* WORK REQUIRED *
The reply should consist of one number, which is how many lines in the material below contain "tooltip".

========

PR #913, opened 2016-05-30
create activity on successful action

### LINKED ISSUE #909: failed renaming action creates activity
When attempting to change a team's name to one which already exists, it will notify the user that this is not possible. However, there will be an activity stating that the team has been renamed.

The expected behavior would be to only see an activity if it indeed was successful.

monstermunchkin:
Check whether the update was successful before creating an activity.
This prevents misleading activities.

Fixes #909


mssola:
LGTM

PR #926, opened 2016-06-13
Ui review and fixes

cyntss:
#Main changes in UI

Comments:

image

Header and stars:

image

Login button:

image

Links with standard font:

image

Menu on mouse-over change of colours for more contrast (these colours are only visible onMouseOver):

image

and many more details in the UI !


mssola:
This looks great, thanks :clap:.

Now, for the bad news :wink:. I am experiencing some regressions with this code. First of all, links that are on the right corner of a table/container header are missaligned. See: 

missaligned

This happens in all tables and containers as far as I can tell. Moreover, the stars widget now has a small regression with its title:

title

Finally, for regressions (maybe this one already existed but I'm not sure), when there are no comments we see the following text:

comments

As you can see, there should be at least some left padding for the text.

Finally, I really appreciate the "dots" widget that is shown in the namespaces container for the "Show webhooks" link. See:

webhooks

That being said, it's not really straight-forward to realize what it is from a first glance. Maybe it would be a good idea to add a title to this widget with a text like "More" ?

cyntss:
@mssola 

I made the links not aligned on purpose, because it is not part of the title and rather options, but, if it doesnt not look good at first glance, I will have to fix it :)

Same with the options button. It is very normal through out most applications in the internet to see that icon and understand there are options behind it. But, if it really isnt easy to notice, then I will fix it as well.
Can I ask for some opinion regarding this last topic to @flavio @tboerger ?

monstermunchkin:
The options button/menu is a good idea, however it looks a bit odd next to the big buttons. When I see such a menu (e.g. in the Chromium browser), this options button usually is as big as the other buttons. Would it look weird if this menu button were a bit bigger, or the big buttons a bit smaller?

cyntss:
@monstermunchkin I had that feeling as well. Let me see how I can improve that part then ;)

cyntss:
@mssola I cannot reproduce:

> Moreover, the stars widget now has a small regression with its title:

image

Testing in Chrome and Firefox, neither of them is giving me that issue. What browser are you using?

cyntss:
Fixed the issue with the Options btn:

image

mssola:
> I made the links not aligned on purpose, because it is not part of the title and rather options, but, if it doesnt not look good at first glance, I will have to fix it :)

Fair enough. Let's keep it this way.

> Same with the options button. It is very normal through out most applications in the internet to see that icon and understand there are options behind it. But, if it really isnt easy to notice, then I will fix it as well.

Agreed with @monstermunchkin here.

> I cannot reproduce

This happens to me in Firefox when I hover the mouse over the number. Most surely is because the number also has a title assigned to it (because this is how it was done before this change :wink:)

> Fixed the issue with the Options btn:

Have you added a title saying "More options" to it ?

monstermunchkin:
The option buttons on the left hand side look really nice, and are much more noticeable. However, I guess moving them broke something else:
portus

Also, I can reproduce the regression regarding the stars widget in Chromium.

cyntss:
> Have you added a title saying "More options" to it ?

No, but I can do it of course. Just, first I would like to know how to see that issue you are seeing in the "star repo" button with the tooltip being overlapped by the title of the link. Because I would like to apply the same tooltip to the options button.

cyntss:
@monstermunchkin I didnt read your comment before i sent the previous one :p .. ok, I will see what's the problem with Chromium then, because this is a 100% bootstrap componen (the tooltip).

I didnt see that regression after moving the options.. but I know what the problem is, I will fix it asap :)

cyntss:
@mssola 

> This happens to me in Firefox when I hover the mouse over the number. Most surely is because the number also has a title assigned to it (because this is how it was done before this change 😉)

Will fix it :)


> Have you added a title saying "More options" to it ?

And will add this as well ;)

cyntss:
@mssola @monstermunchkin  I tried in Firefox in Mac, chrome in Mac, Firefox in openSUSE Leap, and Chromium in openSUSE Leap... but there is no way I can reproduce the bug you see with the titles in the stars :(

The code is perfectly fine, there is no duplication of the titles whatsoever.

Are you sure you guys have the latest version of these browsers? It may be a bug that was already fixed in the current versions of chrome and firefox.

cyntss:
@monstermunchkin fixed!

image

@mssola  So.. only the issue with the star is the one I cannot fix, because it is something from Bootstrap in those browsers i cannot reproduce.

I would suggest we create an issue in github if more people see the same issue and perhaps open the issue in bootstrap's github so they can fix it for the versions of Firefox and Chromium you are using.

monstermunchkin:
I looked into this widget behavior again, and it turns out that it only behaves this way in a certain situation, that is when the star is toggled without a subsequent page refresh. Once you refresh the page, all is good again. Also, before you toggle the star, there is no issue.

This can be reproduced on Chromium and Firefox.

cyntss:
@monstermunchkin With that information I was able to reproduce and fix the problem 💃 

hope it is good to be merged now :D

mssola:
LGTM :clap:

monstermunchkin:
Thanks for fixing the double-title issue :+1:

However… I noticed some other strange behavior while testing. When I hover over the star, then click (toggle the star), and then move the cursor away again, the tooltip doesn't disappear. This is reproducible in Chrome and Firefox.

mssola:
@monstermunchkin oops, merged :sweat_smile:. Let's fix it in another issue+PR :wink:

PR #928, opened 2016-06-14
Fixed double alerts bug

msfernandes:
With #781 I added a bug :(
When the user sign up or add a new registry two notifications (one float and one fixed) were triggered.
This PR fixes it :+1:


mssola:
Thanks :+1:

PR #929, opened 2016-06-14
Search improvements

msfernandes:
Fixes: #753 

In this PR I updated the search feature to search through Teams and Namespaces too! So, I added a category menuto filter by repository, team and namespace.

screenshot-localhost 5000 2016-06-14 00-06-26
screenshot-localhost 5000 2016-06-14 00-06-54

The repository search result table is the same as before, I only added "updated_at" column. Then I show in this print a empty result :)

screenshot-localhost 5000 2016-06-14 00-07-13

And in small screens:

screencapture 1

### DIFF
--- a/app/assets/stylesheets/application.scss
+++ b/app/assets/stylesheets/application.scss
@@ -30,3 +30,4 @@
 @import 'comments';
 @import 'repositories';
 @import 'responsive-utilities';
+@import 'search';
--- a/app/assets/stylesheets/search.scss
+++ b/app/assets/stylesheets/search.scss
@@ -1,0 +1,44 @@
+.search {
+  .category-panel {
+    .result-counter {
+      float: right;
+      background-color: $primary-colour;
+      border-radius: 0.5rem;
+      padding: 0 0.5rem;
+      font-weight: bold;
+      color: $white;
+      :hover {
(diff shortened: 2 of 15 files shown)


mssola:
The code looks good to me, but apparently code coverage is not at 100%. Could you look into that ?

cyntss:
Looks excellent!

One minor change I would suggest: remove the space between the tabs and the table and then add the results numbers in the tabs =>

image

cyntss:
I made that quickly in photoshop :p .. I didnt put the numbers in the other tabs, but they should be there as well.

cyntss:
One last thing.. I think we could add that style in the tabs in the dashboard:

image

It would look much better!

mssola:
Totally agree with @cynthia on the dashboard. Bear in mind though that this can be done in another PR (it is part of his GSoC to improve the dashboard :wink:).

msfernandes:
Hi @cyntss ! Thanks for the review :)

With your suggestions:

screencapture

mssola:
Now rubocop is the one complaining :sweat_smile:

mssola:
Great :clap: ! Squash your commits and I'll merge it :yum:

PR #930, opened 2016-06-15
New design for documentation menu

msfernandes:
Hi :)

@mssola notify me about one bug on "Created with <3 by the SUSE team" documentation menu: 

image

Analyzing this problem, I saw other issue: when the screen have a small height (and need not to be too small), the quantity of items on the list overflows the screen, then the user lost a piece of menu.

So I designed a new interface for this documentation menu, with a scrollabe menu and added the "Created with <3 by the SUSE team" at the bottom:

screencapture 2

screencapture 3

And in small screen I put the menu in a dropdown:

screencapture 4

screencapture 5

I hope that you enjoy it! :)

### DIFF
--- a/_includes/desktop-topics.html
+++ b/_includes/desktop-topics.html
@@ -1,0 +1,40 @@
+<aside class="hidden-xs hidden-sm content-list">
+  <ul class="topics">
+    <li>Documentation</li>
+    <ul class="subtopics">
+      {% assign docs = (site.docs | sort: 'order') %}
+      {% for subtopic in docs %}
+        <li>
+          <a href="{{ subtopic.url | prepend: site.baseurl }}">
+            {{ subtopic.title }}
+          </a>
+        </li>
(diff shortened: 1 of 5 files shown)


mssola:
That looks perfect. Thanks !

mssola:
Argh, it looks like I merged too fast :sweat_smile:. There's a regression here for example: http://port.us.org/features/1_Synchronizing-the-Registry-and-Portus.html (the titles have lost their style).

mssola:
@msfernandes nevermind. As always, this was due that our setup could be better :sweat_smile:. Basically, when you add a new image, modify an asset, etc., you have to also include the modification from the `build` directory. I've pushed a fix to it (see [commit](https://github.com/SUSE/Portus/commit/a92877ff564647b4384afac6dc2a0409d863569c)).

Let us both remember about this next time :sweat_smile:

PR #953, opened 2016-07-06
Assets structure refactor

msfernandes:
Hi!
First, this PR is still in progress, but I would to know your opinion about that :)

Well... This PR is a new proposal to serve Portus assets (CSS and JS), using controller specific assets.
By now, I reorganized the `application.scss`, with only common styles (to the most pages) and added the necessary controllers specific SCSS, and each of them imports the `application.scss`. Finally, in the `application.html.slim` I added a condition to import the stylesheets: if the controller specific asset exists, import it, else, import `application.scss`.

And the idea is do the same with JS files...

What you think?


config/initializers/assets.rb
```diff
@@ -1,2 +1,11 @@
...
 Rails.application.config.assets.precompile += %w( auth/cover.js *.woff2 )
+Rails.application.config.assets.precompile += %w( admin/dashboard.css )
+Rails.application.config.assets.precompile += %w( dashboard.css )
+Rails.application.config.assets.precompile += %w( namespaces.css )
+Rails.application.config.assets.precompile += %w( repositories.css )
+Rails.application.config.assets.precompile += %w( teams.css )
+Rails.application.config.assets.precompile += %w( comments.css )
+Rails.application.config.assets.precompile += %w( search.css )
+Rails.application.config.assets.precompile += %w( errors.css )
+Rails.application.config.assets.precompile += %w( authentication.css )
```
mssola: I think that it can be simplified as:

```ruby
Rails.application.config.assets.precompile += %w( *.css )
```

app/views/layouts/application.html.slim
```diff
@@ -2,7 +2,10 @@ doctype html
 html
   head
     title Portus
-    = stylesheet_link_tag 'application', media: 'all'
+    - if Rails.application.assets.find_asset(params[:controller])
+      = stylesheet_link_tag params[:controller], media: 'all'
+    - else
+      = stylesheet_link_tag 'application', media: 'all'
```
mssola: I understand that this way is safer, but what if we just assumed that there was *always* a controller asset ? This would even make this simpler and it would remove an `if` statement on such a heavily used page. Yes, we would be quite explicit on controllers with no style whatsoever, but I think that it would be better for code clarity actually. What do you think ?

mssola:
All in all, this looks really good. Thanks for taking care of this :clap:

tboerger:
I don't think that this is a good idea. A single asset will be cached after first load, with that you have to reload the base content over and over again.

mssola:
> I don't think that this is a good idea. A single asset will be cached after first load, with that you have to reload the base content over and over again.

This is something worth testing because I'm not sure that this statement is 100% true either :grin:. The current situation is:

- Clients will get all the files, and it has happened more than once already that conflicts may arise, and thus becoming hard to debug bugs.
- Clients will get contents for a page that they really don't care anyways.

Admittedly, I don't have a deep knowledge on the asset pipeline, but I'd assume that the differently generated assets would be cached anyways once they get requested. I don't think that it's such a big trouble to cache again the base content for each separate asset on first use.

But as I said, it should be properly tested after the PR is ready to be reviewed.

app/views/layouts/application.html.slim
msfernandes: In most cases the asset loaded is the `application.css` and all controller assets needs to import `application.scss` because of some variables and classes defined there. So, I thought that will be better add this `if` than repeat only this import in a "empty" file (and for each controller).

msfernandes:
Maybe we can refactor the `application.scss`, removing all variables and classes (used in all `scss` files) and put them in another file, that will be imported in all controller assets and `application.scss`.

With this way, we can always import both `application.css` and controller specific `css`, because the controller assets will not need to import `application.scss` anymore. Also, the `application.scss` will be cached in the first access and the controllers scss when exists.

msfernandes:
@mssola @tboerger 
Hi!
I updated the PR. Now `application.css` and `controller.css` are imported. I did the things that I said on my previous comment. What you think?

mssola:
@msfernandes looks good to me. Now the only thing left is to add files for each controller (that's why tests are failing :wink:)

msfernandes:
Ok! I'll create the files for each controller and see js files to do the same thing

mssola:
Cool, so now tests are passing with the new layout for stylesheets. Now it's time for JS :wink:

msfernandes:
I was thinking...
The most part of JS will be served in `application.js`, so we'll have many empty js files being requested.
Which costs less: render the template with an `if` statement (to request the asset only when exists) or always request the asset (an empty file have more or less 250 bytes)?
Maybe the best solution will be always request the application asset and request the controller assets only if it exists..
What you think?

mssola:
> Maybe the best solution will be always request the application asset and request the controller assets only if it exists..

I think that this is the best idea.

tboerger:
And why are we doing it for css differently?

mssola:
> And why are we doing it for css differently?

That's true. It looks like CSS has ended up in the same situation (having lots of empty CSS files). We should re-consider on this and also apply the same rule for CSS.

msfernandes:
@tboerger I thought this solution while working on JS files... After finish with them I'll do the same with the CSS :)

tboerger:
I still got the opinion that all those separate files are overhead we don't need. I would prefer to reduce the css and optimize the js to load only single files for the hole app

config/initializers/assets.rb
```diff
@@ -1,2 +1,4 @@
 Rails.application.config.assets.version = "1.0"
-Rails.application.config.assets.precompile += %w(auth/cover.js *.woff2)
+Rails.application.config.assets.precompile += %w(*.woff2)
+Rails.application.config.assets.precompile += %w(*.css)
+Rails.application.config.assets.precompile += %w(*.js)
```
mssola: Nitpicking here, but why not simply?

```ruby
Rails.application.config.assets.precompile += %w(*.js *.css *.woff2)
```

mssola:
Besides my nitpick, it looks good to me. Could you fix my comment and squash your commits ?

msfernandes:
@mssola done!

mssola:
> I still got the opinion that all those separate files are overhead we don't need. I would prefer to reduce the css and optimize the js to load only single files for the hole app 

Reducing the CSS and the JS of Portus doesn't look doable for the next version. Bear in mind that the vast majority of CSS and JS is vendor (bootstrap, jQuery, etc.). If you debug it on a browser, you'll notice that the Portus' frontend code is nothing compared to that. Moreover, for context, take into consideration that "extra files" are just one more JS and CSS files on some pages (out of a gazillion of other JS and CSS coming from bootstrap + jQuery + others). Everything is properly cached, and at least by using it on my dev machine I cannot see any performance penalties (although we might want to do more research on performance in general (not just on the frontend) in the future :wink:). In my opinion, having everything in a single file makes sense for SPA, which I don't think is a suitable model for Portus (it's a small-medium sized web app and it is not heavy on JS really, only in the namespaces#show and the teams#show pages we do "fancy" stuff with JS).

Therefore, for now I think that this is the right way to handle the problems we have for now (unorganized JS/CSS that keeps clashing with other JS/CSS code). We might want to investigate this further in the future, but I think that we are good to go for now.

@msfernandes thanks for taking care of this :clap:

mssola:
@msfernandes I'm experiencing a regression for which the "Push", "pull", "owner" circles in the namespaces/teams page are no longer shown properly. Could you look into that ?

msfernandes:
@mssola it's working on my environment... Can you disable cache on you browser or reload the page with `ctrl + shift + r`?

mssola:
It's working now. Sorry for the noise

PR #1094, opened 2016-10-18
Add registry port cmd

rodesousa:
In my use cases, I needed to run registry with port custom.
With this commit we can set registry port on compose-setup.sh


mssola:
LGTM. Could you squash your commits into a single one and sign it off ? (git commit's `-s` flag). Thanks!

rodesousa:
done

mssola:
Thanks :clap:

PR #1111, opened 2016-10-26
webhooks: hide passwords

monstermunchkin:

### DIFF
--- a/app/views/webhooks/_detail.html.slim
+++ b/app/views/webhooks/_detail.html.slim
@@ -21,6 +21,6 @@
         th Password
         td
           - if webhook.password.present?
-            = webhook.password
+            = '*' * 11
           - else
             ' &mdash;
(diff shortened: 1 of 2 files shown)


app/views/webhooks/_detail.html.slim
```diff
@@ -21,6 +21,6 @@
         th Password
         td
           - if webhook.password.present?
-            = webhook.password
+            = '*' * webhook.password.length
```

========

* OUTPUT *
3